----- INFORMATION GIVEN -----
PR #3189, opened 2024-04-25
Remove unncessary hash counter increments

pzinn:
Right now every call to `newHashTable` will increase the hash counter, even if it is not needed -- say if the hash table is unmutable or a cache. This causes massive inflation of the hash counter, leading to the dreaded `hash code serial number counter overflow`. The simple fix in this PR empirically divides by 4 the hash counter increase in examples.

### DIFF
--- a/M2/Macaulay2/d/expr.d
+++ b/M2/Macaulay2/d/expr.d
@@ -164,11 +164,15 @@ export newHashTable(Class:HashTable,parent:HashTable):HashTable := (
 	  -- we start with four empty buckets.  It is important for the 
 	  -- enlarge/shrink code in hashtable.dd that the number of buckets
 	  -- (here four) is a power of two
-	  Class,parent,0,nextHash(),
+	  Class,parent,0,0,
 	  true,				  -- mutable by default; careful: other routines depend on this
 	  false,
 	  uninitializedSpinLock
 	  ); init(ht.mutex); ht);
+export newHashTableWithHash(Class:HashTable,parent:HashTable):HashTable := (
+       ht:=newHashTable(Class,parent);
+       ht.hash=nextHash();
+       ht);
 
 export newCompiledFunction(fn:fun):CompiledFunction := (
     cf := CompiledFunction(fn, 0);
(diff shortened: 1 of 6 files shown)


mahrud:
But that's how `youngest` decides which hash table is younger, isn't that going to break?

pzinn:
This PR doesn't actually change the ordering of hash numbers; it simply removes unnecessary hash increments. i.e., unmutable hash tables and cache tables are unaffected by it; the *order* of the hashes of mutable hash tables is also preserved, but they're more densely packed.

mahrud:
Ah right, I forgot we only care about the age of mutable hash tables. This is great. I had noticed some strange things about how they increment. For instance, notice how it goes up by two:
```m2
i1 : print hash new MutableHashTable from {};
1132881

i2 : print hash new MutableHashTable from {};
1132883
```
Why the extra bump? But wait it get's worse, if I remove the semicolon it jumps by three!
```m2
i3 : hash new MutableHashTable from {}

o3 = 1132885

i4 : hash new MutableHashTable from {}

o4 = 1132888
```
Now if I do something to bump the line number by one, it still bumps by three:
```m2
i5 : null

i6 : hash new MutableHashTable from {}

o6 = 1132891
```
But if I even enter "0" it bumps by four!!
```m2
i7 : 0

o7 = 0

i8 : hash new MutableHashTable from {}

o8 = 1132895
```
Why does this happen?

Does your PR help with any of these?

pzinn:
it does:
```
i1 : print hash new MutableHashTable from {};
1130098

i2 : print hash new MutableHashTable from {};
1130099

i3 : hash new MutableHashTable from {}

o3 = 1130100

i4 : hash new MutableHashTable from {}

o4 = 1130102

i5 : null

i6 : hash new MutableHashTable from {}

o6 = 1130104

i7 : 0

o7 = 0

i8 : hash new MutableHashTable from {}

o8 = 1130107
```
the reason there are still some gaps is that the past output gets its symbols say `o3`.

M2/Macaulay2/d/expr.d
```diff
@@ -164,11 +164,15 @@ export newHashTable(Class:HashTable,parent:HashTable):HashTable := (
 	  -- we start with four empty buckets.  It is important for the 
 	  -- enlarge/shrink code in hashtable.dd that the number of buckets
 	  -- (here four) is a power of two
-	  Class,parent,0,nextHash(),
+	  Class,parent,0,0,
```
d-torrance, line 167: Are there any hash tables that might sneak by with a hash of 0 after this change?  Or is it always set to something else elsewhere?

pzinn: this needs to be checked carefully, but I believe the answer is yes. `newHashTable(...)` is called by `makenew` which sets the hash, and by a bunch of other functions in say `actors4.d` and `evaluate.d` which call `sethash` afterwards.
-----
----- INFORMATION GIVEN -----
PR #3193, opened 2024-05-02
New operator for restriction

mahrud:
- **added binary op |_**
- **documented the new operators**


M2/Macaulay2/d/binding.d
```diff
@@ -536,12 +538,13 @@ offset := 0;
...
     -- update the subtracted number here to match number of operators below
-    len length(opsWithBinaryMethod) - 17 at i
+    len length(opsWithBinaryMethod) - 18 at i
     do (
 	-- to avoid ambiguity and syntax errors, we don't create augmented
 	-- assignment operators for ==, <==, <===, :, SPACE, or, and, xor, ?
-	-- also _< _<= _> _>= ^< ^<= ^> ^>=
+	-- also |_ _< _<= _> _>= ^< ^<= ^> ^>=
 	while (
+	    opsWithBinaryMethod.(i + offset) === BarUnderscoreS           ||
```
-----
● PROMPT
Return every line above in which the string "offset" occurs.

● RESULT
@@ -536,12 +538,13 @@ offset := 0;
+	    opsWithBinaryMethod.(i + offset) === BarUnderscoreS           ||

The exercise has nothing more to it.